Logstash shuts down while events are still being processed

I've encountered a weird case while trying to load events from a DB and forward them to ActiveMQ via the Stomp protocol.

Basically, my config is very simple and looks like the one below. The SELECT returns approximately 25K ids which are then forwarded as messages via the stomp output.

input {
    jdbc {
        jdbc_driver_library => "mysql-connector-java-5.1.36-bin.jar"
        jdbc_driver_class => "com.mysql.jdbc.Driver"
        jdbc_connection_string => "jdbc:mysql://host:3306/db"
        jdbc_user => "user"
        jdbc_password => "pass"
        jdbc_page_size => 1000
        jdbc_paging_enabled => true
        statement => "SELECT id FROM table WHERE date BETWEEN '2016-01-01' AND '2016-06-01'"
    }
}
filter {
}
output {
    stomp {
        host => "localhost"
        port => 61637
        destination => "my_queue"
    }
}

If the number of returned records is low (<500), all messages get sent. But as I increase the date interval and return more records (~25K), not all make it to the queue.

At first, I thought that ActiveMQ would expire my messages before they were being consumed.

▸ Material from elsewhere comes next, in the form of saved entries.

PR #99, opened 2019-01-30
CEDS-930 Update declaration status during cancel and handle cancellation

PatrykRudnicki:


test/base/MockConnectors.scala
```diff
@@ -103,4 +98,7 @@ trait MockConnectors extends MockitoSugar {
     when(mockNrsConnector.submitNonRepudiation(any())(any(), any()))
       .thenReturn(Future.successful(NrsSubmissionResponse("submissionId1")))
 
+  def successfullyCancelDeclarationResponse(response: Boolean) =
```
MaciejRewera: I'd rather slightly change the name to 'successfulCancelDeclarationResponse'.
Current name suggests different behaviour.

test/controllers/CancelDeclarationControllerSpec.scala
```diff
@@ -37,7 +37,6 @@ class CancelDeclarationControllerSpec extends CustomExportsBaseSpec {
   "CancelDeclarationController" should {
     "return 200 with a success" in {
       authorizedUser()
```
MaciejRewera: There is authorizedUser() invocation in every test, so I'd suggest to use `BeforeAndAfter` and `before {...}` clause.

PR #102, opened 2019-02-06
CEDS-937 toMetadataProperties testing

MaciejRewera:


app/forms/supplementary/AdditionalDeclarationType.scala
```diff
@@ -0,0 +1,53 @@
...
+
+package forms.supplementary
+
+import play.api.data.Forms.text
+import play.api.data.{Form, Forms, Mapping}
+import play.api.libs.json.Json
+
+case class AdditionalDeclarationType(
+  value: String // 1 upper case alphabetic character
+)
```
PatrykRudnicki: Do you need to have a method `toMetadataProperties`?

test/controllers/supplementary/ConsignmentReferencesControllerSpec.scala
```diff
@@ -85,12 +85,12 @@ class ConsignmentReferencesControllerSpec extends CustomExportsBaseSpec with Bef
...
 
     "populate the form fields with data from cache" in {
-      val result = displayConsignmentReferencesPageTestScenario(
-        Some(ConsignmentReferences(ducr = Some(Ducr(exemplaryDucr)), lrn = "1234ABCD"))
-      )
+      val result = displayConsignmentReferencesPageTestScenario(Some(correctConsignmentReferences))
 
       contentAsString(result).replaceAll(" ", "") must include("name=\"ducr.ducr\"\nvalue=\"" + exemplaryDucr + "\"")
-      contentAsString(result).replaceAll(" ", "") must include("name=\"lrn\"\nvalue=\"1234ABCD\"")
+      contentAsString(result).replaceAll(" ", "") must include(
```
PatrykRudnicki: If you have more than one `contentAsString` is better to extract it to variable

app/forms/supplementary/AdditionalDeclarationType.scala
MaciejRewera: Not here. AdditionalDeclarationType together with DispatchLocation are parts of DeclarationType. Alone, they have no mapping.
DeclarationType only is going to be converted to properties.

test/controllers/supplementary/ConsignmentReferencesControllerSpec.scala
MaciejRewera: Done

So, to rule out any issues on the ActiveMQ side, I developed another Stomp client in Node.js which would also send 25K messages and all messages would make it to the queue.

The next candidate was the stomp output implementation which I thought was faulty somehow. But before diving in that plugin, I decided to prevent Logstash from stopping simply by adding an stdin{} input and see what would happen if logstash kept running.

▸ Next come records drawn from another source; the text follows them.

PR #103, opened 2019-02-07
CEDS-934: Product owner feedback changes

NC-1234:


app/forms/supplementary/RepresentativeDetails.scala
```diff
@@ -49,7 +49,7 @@ object RepresentativeDetails {
   implicit val format = Json.format[RepresentativeDetails]
 
   private val representativeStatusCodeAllowedValues =
-    Set(StatusCodes.DirectRepresentative, StatusCodes.IndirectRepresentative)
+    Set(StatusCodes.Declarant,StatusCodes.DirectRepresentative, StatusCodes.IndirectRepresentative)
```
PatrykRudnicki: Inside this object, you can import `StatusCodes` model
`import StatusCodes._` and after that, your Set can look like `Set(Declarant, DirectRepresentative, IndirectRepresentative)`, but it's not a problem

app/views/supplementary/previous_documents.scala.html
```diff
@@ -28,15 +28,15 @@
     appConfig = appConfig
 ) {
     @helpers.form(PreviousDocumentsController.savePreviousDocuments(), 'autoComplete -> "off") {
-        @components.back_link("/customs-declare-exports/declaration/supplementary/package-information")
+        @components.back_link("/customs-declare-exports/declaration/supplementary/transaction-type")
 
         @components.error_summary(form.errors)
 
-        @components.page_title(Some("supplementary.previousDocuments.title"))
+        @components.page_title(Some("supplementary.previousDocuments.title"),Some("For example, 8GB-123456789101-SHIP1"))
```
PatrykRudnicki: Please move `"For example, 8GB-123456789101-SHIP1"` to messages and put key here

test/controllers/ChoiceControllerSpec.scala
```diff
@@ -91,15 +91,15 @@ class ChoiceControllerSpec extends CustomExportsBaseSpec with BeforeAndAfter {
         .cache[Choice](any(), ArgumentMatchers.eq(Choice.choiceId), any())(any(), any(), any())
     }
 
-    "redirect to role page when simplified declaration chosen" in {
+    "redirect to dispatch-location page when simplified declaration chosen" in {
```
PatrykRudnicki: if you can please remove `-` from this place. It's test description, so you don't need to use specific naming like view or something like this. Like one problem above, it's not important to change it

PR #104, opened 2019-02-08
CEDS-911 Add possibility to add more codes

PatrykRudnicki:


app/controllers/supplementary/ProcedureCodesPageController.scala
```diff
@@ -39,29 +41,176 @@ class ProcedureCodesPageController @Inject()(
...
-      .bindFromRequest()
-      .fold(
-        (formWithErrors: Form[ProcedureCodes]) =>
-          Future.successful(BadRequest(procedure_codes(appConfig, formWithErrors))),
-        validProcedureCodes =>
-          customsCacheService
-            .cache[ProcedureCodes](supplementaryDeclarationCacheId, ProcedureCodes.id, validProcedureCodes)
-            .map { _ =>
-              Redirect(controllers.supplementary.routes.SupervisingCustomsOfficeController.displayForm())
+    val bindedForm = form.bindFromRequest()
```
MaciejRewera: It should be `boundForm`

app/controllers/supplementary/ProcedureCodesPageController.scala
```diff
@@ -39,29 +41,176 @@ class ProcedureCodesPageController @Inject()(
...
+            customsCacheService.cache[ProcedureCodesData](cacheId, formId, updatedCache).map { _ =>
+              Redirect(controllers.supplementary.routes.SupervisingCustomsOfficeController.displayForm())
+            }
+        }
+    }
+  //scalastyle:on methodLength
+
+  private def retrieveProcedureCode(action: String): String = action.dropWhile(_ != ':').drop(1)
+
+  private def errorPage()(implicit request: Request[_]): Future[Result] =
```
MaciejRewera: This and the next methods names are slightly misleading. Please, add a verb to it, like 'display'.

app/forms/supplementary/ProcedureCode.scala
```diff
@@ -17,22 +17,58 @@
...
+        .verifying("supplementary.procedureCodes.additionalProcedureCode.error.specialCharacters", isAlphanumeric)
+    )
+  )(ProcedureCode.apply)(ProcedureCode.unapply)
+
+  val formId = "ProcedureCodes"
+
+  def form(): Form[ProcedureCode] = Form(mapping)
+}
+
+case class ProcedureCodesData(procedureCode: Option[String], additionalProcedureCodes: Seq[String])
```
MaciejRewera: There is no need to have both case classes in the same file. I'd rather extract it to separate one.

app/forms/supplementary/ProcedureCode.scala
```diff
@@ -41,32 +77,14 @@ case class ProcedureCodes(
...
-    "additionalProcedureCodes" -> seq(
-      text()
-        .verifying(
-          "supplementary.procedureCodes.additionalProcedureCode.error.length",
-          isEmpty or hasSpecificLength(additionalProcedureCodeLength)
-        )
-        .verifying("supplementary.procedureCodes.additionalProcedureCode.error.specialCharacters", isAlphanumeric)
-    ).verifying("supplementary.procedureCodes.additionalProcedureCode.error.singleEmpty", _.exists(_.trim.nonEmpty))
-  )(ProcedureCodes.apply)(ProcedureCodes.unapply)
+  def contains(code: String): Boolean = additionalProcedureCodes.contains(code)
```
MaciejRewera: This method's name is also not fully explanatory. At first I thought it would also look after Procedure Code.

app/forms/supplementary/ProcedureCode.scala
```diff
@@ -17,22 +17,58 @@
...
+      text()
+        .verifying(
+          "supplementary.procedureCodes.additionalProcedureCode.error.length",
+          isEmpty or hasSpecificLength(additionalProcedureCodeLength)
+        )
+        .verifying("supplementary.procedureCodes.additionalProcedureCode.error.specialCharacters", isAlphanumeric)
+    )
+  )(ProcedureCode.apply)(ProcedureCode.unapply)
+
+  val formId = "ProcedureCodes"
```
MaciejRewera: Please, change to the same ID as class name.

app/forms/supplementary/ProcedureCode.scala
PatrykRudnicki: Yeah, but those classes are related to each other, so I think it should be in the same place

PR #110, opened 2019-02-13
CEDS-943 Add possibility to handle more than one holder

PatrykRudnicki:


app/controllers/SimpleDeclarationController.scala
```diff
@@ -95,7 +95,7 @@ class SimpleDeclarationController @Inject()(
       case _          => Ok(simple_declaration(appConfig, form, allCountries))
     }
   }
-
+  //scalastyle:off method.length
```
MaciejRewera: Maybe create sub-methods instead?

app/controllers/supplementary/DeclarationHolderController.scala
```diff
@@ -33,29 +35,155 @@ class DeclarationHolderController @Inject()(
...
+        )
+    }
+  }
+
+  private def addAnotherHolderHandler(
+    userInput: DeclarationHolder,
+    cachedData: DeclarationHoldersData
+  )(implicit request: Request[_], hc: HeaderCarrier): Future[Result] =
+    (userInput, cachedData.holders) match {
+      case (_, holders) if holders.length >= 99 =>
```
MaciejRewera: I'd advise to create a constant for this "99" value. Somewhere where it could be accessible, for e.g. in DeclarationHolder object?

app/controllers/supplementary/DeclarationHolderController.scala
```diff
@@ -33,29 +35,155 @@ class DeclarationHolderController @Inject()(
...
+              case "Add"                             => addAnotherHolderHandler(validForm, cache)
+              case "Save and continue"               => saveAndContinueHandler(validForm, cache)
+              case value if value.contains("Remove") => removeHolderHandler(retrieveHolder(actionType), cache)
+              case _                                 => errorHandler.displayErrorPage()
+          }
+        )
+    }
+  }
+
+  private def addAnotherHolderHandler(
```
MaciejRewera: I'd suggest a different names for methods. Handler is better for a class but here it is not required to be readable. 'addHolder' should be enough.

app/utils/validators/FormFieldValidator.scala
```diff
@@ -55,6 +55,9 @@ object FormFieldValidator {
 
   val hasSpecificLength: Int => String => Boolean = (length: Int) => (input: String) => input.length == length
 
+  val lengthRange: Int => Int => String => Boolean = (min: Int) =>
```
MaciejRewera: `lengthInRange` maybe?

All of a sudden, miracle, all 25K messages made it to the queue. By observing, the activity on the queue I could see that it took a few seconds for Logstash to send all inflight events, but they eventually all made it, simply by virtue of keeping Logstash up.

Here is an excerpt from the debug log. We can see that when the last event has been handled by the stomp output, Logstash immediately begins the shutdown sequence (i.e. in the same millesecond) which doesn't let much chance to the messages to actually make it to the queue. A excerpt from my logstash log can be seen here.

So my question is: how come Logstash shuts down while there are some inflight events still being filtered/output?

Another possibility would be that the stomp output actually tells Logstash that it has finished its job as soon as @client.send() is called. Since there's no ACK, I'm wondering if the problem could not be solved in the stomp output plugin simply by making sure to get an ACK before returning from the receive function. The related issue can be followed here.

I'm using Logstash 2.3.2 and on 5.0.0-alpha3 I could reproduce the same issue as well.

Thoughts?

For those interested, the solution was simply to override the close method in the stomp output plugin and call disconnect on the stomp connection in order to give a chance to all the messages to get sent before letting Logstash proceed with the shutdown.

The fix has been merged and new 2.0.5 and 3.0.1 releases of the logstash-output-stomp plugin are now available.

In addition, the plugin now also supports:

  • sending events in batches (instead of one by one) and
  • adding headers to outbound messages.